(Stored dataset items)

• • • • • • •

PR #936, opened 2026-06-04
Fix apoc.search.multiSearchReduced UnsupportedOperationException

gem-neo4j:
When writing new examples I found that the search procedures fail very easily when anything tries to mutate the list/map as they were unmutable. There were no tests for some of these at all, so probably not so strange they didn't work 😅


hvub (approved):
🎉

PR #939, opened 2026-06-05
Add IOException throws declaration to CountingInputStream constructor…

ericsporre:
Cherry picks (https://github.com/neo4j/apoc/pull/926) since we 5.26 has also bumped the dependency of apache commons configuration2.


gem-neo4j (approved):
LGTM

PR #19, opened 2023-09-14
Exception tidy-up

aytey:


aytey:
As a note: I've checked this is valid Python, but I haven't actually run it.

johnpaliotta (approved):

• • • • • • •

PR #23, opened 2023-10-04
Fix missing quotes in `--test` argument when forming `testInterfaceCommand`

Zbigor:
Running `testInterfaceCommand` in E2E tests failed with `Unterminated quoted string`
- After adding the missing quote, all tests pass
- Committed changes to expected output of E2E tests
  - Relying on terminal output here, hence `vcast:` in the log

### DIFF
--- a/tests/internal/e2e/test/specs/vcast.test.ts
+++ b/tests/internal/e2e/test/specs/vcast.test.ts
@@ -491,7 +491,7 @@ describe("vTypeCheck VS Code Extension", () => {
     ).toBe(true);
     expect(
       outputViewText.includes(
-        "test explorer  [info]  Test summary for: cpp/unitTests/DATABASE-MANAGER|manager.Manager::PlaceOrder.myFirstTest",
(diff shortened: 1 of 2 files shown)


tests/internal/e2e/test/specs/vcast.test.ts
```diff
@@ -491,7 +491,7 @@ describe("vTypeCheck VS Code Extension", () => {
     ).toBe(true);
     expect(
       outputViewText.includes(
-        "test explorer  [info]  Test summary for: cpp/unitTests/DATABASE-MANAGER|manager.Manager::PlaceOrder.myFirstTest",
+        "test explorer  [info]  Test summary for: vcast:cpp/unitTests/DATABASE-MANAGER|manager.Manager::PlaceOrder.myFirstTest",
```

• • • • • • •

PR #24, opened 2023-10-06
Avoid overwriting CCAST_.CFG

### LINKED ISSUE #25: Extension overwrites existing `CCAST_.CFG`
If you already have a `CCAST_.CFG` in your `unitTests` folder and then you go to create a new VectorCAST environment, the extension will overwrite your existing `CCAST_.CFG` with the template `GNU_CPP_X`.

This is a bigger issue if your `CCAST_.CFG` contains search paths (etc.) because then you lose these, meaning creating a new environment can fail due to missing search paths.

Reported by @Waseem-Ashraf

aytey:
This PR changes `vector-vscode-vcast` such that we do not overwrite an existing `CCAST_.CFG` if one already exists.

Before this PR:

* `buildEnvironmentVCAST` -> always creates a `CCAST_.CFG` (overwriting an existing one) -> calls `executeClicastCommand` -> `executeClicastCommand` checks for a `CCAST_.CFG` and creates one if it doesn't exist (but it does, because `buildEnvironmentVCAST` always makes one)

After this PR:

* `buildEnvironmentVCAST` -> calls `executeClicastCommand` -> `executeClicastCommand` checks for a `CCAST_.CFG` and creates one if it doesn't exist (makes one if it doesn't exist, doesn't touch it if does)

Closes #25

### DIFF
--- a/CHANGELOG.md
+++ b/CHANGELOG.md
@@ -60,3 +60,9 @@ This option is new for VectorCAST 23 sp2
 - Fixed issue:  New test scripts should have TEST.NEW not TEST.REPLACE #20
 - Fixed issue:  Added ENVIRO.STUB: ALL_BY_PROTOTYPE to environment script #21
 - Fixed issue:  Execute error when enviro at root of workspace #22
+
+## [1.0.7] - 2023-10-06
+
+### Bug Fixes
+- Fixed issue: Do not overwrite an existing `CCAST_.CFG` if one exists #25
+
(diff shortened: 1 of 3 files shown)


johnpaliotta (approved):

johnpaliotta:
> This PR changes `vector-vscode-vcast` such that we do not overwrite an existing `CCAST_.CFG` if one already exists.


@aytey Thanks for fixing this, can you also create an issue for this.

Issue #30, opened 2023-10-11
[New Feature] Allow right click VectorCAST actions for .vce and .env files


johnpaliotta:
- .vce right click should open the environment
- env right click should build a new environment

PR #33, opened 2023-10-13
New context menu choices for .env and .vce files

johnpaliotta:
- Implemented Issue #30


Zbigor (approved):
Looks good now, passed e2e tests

• • • • • • •

### Required work
Give the count of lines in the records that contain "executeClicastCommand", and no other text.

### Solution for this exercise
2